2. The Golden Rules of Revision

Rule #1: The Cooling-Off Period

Reviewer #2 might have been rude. They might have called your work "trivial." Do not reply immediately. Wait 48 hours until your emotions settle. An angry response letter guarantees rejection.

Rule #2: The "Point-by-Point" Response

You must create a separate document titled "Response to Reviewers."

  • Copy-Paste: Copy every single comment from every reviewer.

  • Number Them: Label them (e.g., Reviewer 1, Comment 3).

  • Respond Below: Write your response directly below each comment.

  • Color Code: Use Blue for reviewer comments and Black for your answers to make it easy to read.

Rule #3: The "Change Log" Strategy

Do not just say, "We fixed it." You must prove it.

  • Bad Response: "We clarified the methodology."

  • Good Response: "We have clarified the methodology by adding a flowchart of the algorithm.
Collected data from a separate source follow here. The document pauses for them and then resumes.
Issue #15106, opened 2026-08-27
[Bug]: v0.26.0rc版本高并发下面decode性能劣化


coder-fny:
### Your current environment

A3 v0.26.0

### 🐛 Describe the bug

机器：A3
并行策略：dp4dcp8
## 并发为4的时候：

<img width="741" height="893" alt="Image" src="https://github.com/user-attachments/assets/ba0e881d-b046-4a75-884f-3f98a627bd46" />

<img width="693" height="324" alt="Image" src="https://github.com/user-attachments/assets/29e4b2f2-6ce5-47e7-89d7-32f0e1237c7f" />

## 高并发的时候

<img width="690" height="964" alt="Image" src="https://github.com/user-attachments/assets/5aa6e95e-38a6-44d6-a519-ca991b39fea7" />

<img width="1083" height="452" alt="Image" src="https://github.com/user-attachments/assets/9760a153-eca1-40d5-bc5b-a4e364fb6868" />

## stack调用栈：
<img width="1013" height="423" alt="Image" src="https://github.com/user-attachments/assets/de07381d-571d-4af3-8178-53543730343f" />

Celdrick:
大佬，请教下这个是怎么监测的？有什么软件吗？

PR #15130, opened 2026-08-27
[v0.26.0rc][bugfix] skip generate_mtp_attention_mask_for_decode with sparse attention to avoid hostbound

coder-fny:
GLM5.2 uses sparse attention and therefore doesn't need a mask. However, the current mask generation path has host-side operations that take too long at high concurrency, which makes the MTP stage host-bound and degrades performance.

Fixed issues: #15106 
- vLLM version: v0.26.0


pisceskkk (approved):
LGTM, thanks for fixing!

PR #15137, opened 2026-08-27
[Feature][xlite] Add preliminary support for GLM-5.2 with shared DSA indexer in the xlite backend

SijieFu:

Extends xlite support for GLM-5.2, which introduce a **shared indexer topk** scheme where only a subset of layers run a dedicated sparse indexer while the rest rely on a shared top-k selection. The previous adapter assumed every layer carried its own indexer weights, which breaks weight extraction and KV-cache layout for these new models.

The xlite backend was updated to `0.2.0rc1` to adapt for the changes already.

More specifically,

- `kv cache` registration is now handled per model architecture
- indexer normalization weights and biases are handled in their original precision (for GLM-5.1, BF16; for GLM-5.2, FP32)
- The `XliteModelRunner` is refactored to better incorporate `NPUModelRunner` as the fallback implementation and `XliteModelRunner`'s `XliteWrapper` as the default xlite implementation.

No, not on the API level. However, users must upgrade from `xlite==0.2.0rc0` to `xlite==0.2.0rc1` per `requirements-dev.txt`.

We benchmarked model accuracies with `GLM-5.2-w8a8` and `GLM-5.1-w8a8` using `aisbench`. The [batch_aisbench.py](https://atomgit.com/openeuler/GVirt/blob/master/xlite/tests/e2e/batch_aisbench.py) script was used with 416 questions from the `ceval` dataset on one Atlas A3:

```bash
python batch_aisbench.py "/root/benchmark" \
--num-prompts 8 \
--model-dir "/mnt/sdb/models" \
--models "GLM-5.2-w8a8" "GLM-5.1-w8a8" \
--tps 8 8 \
--dps 2 2 \
--eps 1 1 \
-MNS 64 \
-MML 8192 \
--xlite 2 1 0 \
--broadcast-xlite
```

Each model is exercised across three backends — `xlite full` (prefill + decode on xlite), `xlite decode-only` (prefill on native aclgraph, decode on xlite), and `aclgraph` (native baseline).

| Model | Dataset | TP | EP | DP | MTP | Backend | Metric | Accuracy |
| --- | --- | --- | --- | --- | --- | --- | --- | --- |
| GLM-5.1-w8a8 | ceval-weighted | 8 | Y | 2 | 0 | xlite full | weighted_average | 93.19 |
| GLM-5.1-w8a8 | ceval-weighted | 8 | Y | 2 | 0 | xlite decode-only | weighted_average | 92.72 |
| GLM-5.1-w8a8 | ceval-weighted | 8 | Y | 2 | 0 | aclgraph | weighted_average | 93.42 |
| GLM-5.2-w8a8 | ceval-weighted | 8 | Y | 2 | 0 | xlite full | weighted_average | 84.67 |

Please see Section 3.1, Page 4, Paragraph 2 of the revised manuscript. The new text reads: '...'"

3. How to Answer Specific Types of Comments

Scenario A: The Reviewer is Right

  • Action: Do exactly what they asked. Run the extra experiment. Rewrite the section.

  • Response: "We thank the reviewer for this insightful suggestion. We have performed the requested experiment (see Fig 5) and the results confirm our hypothesis..."

Scenario B: The Reviewer is Wrong (or Misunderstood)

  • Action: Do not say "You are wrong." Instead, take the blame. Assume you didn't explain it clearly enough.

  • Response: "We apologize for the confusion in our original explanation. The reviewer raises a valid concern; however, our method accounts for this by... We have revised the text to make this distinction clearer to future readers."

Scenario C: The Request is Impossible (Too Expensive/Time-Consuming)

  • Action: Be honest and offer a compromise.

  • Response: "We agree this experiment would strengthen the paper. However, due to [technical reason], it is currently outside the scope of this study. Instead, we have added a comprehensive discussion in the Limitations section and cited [Paper X] which supports our current assumption."

4. The Submission Package checklist

When you are ready to resubmit in 2026, ensure you upload:

  1. Clean Version: The final manuscript with no marks.

  2. Marked Version: A version with "Track Changes" or red text showing exactly what changed.

  3. Response to Reviewers: The PDF explaining your changes.